> [ASSIGNMENT]:
The reply has to be a number alone, equal to how many lines in the entries below hold the string "still".
(Beginning of DATASET RECORDS)
PR #3898, opened 2015-09-12
[ticket/14149] Serve concatenated/minified/compressed css

hanakin:
This is still WIP and open for discussion and feedback to be discussed here:  https://area51.phpbb.com/phpBB/viewtopic.php?f=81&t=45669

There are countless reasons to stop serving a static css file using the @import statement. But because It drastically improves performance & allows us to run diagnostics on the theme is enough in my book.

The easiest way to accomplish this based on the latest discussion is to include a build process and some sort of setting to the themes that allow for the choice of weather to use minified version or not.

With included documentation both on the wiki and .com on how to use the minification process.

The actual minification should be accomplished via gulp. This also allows us more power in the development cycle of the theme as we can start leveraging preprocessing/build tools.

Down the road we can possibly include some sort of automated php equivalent for simple magnification but for now an unobtrusive method to allow the switch to a minified workflow should work well and speed up development and easy maintainability.

Ticket : https://tracker.phpbb.com/browse/PHPBB3-14149

PHPBB3-14149


hanakin:
!set WIP

hanakin:
!set Styles

Nicofuma:
I don't think we will do that for 3.2 but more for the next version and using a more complex and complete system. But it isn't designed yet and so I think it's to early to start working on that.

VSEphpbb:
Also when we do this, we should probably have gulp be run from the pre-commit hook and/or the build script.

hanakin:
@Nicofuma this is not meant to be rushed only here for discussion/testing however from a development standpoint it should still be looked at with the highest importance. The main issue is that we should not be including an @import css file but instead a minified file upon release. So we would have a minified file and the unminified version that we have always used. Simple inclusion of a custom.css file for all modifications will accommodate most users and for those who are making custom themes for release. Documentation on how to use the development files should work quite well.

VSEphpbb:
For development, having minified CSS in use sucks. Luckily in 3.2 we have environments. So we can deliver minified in the production and testing environments, and use the unminified in the devlopment environment. That way devs can make CSS and JS tweaks and see the results immediately, in the unminified files.

All that is needed, really, is simple logic like:
`stylesheet<!-- IF PHPBB_ENVIRONMENT != 'development' -->.min<!-- ENDIF -->.css`

hanakin:
Not really as long as you are using sourcemaps, but you would only minify as needed. The big issue here is not really the minification, but more importantly the @import as its not supported by browsers. It prevents cahcing and source analysis.

As for the env where/how is this set as this is news to me.

VSEphpbb:
Environment is a constant defined in the config.php file.

hanakin:
closing this for now will reopen with new approach later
(End of DATASET RECORDS)
> [TASK ANSWER]:
2